Mengapa dalam urusan menetapkan permulaan puasa dan hari raya kita berkeras harus melihat wujud bulan secara lahiriah dengan mata kepala ? Sementara diluarnya kita justru mengandalkan penglihatan berdasarkan ilmu?

Pada jaman kehidupan Nabi Muhammad Saw, oleh beliau orang diberi pimpinan bahwa waktu dzuhur adalah ketika kedudukan matahari telah tergelincir (sehingga telah membentuk bayangan) dan waktu ashar adalah ketika panjangan bayangan sama dengan panjang benda, dan demikian seterusnya sampai Ashar, waktu maghrib, semuanya dengan ukuran melihat matahari.

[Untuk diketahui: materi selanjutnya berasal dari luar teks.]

PR #692, opened 2025-01-22
Speedups

alex-silverman:


tests/update_test_good_fsa.R
```diff
@@ -3,8 +3,11 @@ print("updating test good for FSA")
 # Incorrect Date Format, High-Priority (check 11)
 reduced_data_fsa$Client$DOB <- format(reduced_data_fsa$Client$DOB, "%d-%m-%y")
 
-# Incorrect Date Format, Error (check 47)
-reduced_data_fsa$Client$DateUpdated <- format(reduced_data_fsa$Client$DateUpdated, "%d-%m-%y")
+# Incorrect Datetime Format, Error (check 47)
+reduced_data_fsa$Client$DateUpdated <- "31-03-21"
+
+# Incorrect non-date format
```
alex-silverman, line 9: change this comment to indicate non-*numeric*

alex-silverman (commented):
Need to confirm that the test-fsa-001.json change from HP to Error is correct. Also pay attention to the text of the DOB data type check. Seems off. Same with the AssessmentType check

alex-silverman:
> Need to confirm that the test-fsa-001.json change from HP to Error is correct. Also pay attention to the text of the DOB data type check. Seems off. Same with the AssessmentType check

this was actually a bugfix. The bug happened when constructing the FSA sub-datasets that highlight unexpected data types, we were starting with problems - which tells us which columns had unexpected types and their actual column numbers in the dataset - and merging with columns.csv, which tells us the expected columns' number and data type. We use the latter to grab the column name. If the file was missing a column, like when we remove BlackAfAmerican (an HP col) and DateCreated (a non-HP col) from the Client.csv file in update-test-good-fsa.R, then, e.g., DischargeStatus goes from being the 41st column to the 40th column and DateUpdated goes from 43rd to 41st. The `problems`  dataset looks like this:

| row | col | expected       | actual   | file                                                                 |
|-----|-----|----------------|----------|-----------------------------------------------------------------------|
| 2   | 9   | date in ISO8601 | 19-01-97 | /media/sdrive/projects/CE_Data_Toolkit/Eva_AlexS/eva/Client.csv       |
| 2   | 41  | date in ISO8601 | 03-11-21 | /media/sdrive/projects/CE_Data_Toolkit/Eva_AlexS/eva/Client.csv       |

Here, 41 is the DateUpdated column, which, in update-test-good-fsa, we intentionally reformatted to %d-%m-%y, which is not the expected format. So it's correctly flagging this problem. However, when we merge with columns.csv, 41 is still the DischargeStatus column, so we end up reporting that "Please check that the DischargeStatus column in the Client file has the correct date format.", which is wrong/confusing.

The new code, however, starts with the columns.csv to get the column names and expected data types. Then it looks up the actual data types from the dataset.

Pada waktu Isya diarahkan kepada para sahabat agar melihat hilangnya tanda merah ditepi langit hingga tengah malam begitupun pada waktu subuh orang supaya melihat terbit fajar sampai hampir terbit matahari.

Dari Jabir bin Abdullah meriwayatkan ” Malaikat Jibril datang kepada Nabi Saw lalu berkata: “Marilah sholat”. Lalu ia melakukan solat dzuhur di waktu matahari telah condong (tergelincir). Kemudian Jibril datang kepada Nabi di waktu Asar lalu berkata: “Marilah sholat”. Lalu ia solat Asar di waktu bayangan tiap-tiap sesuatu jadi sama panjangnya dengan keadaan dirinya.

Kemudian Jibril datang kepada Nabi Saw di waktu maghrib lalu berkata: ” Marilah Sholat” lalu ia solat Maghrib di waktu matahari telah masuk (terbenam). Kemudian Jibril datang kepada Nabi Saw di waktu Isya lalu berkata: “Marilah Sholat”. Lalu ia sholat Isya lalu berkata; ” Marilah sholat”. Lalu ia sholat Isya di waktu telah hilang tanda merah – di tempat matahari terbenam. Kemudian Jibril datang kepada Nabi Saw di waktu fajar lalu berkata: “Marilah sholat” Lalu ia sholat Fajar (subuh) di waktu fajar telah terbit. Kemudian Jibril datang kepada

Nabi Saw pada esok harinya lagi di waktu dzuhur lalu berkata: “Marilah solat”. Lalu ia solat dzuhur, di waktu bayangan tiap-tiap sesuatu itu jadi sama panjangnya dengan keadaan dirinya. Kemudian Jibril datang kepada Nabi Saw di waktu Asar lalu berkata: “Marilah sholat”. Lalu ia sholat di waktu Asar, di waktu bayangan tiap-tiap sesuatu itu jadi dua kali panjang daripada dirinya. Kemudian Jibril datang kepada Nabi Saw di waktu maghrib yang sama waktunya dengan kemarin, lalu ia sholat maghrib. Kemudian jibril datang kepada Nabi Saw di waktu Isya, sehabis tengah malam, lalu berkata: “marilah sholat”. Lalu ia sholat Isya. Kemudian Jibril datang kepada Nabi pada waktu telah terang cuaca (sebelum terbit matahari). Lalu berkata: “Marilah sholat”. Lalu ia sholat fajar. Kemudian Jibril berkata: Antara dua waktu itulah waktu bagi tiap-tiap sholat.” (HR. Ahmad, Tarmizi, Nasa’I, Ibnu Hibban dan Hakim)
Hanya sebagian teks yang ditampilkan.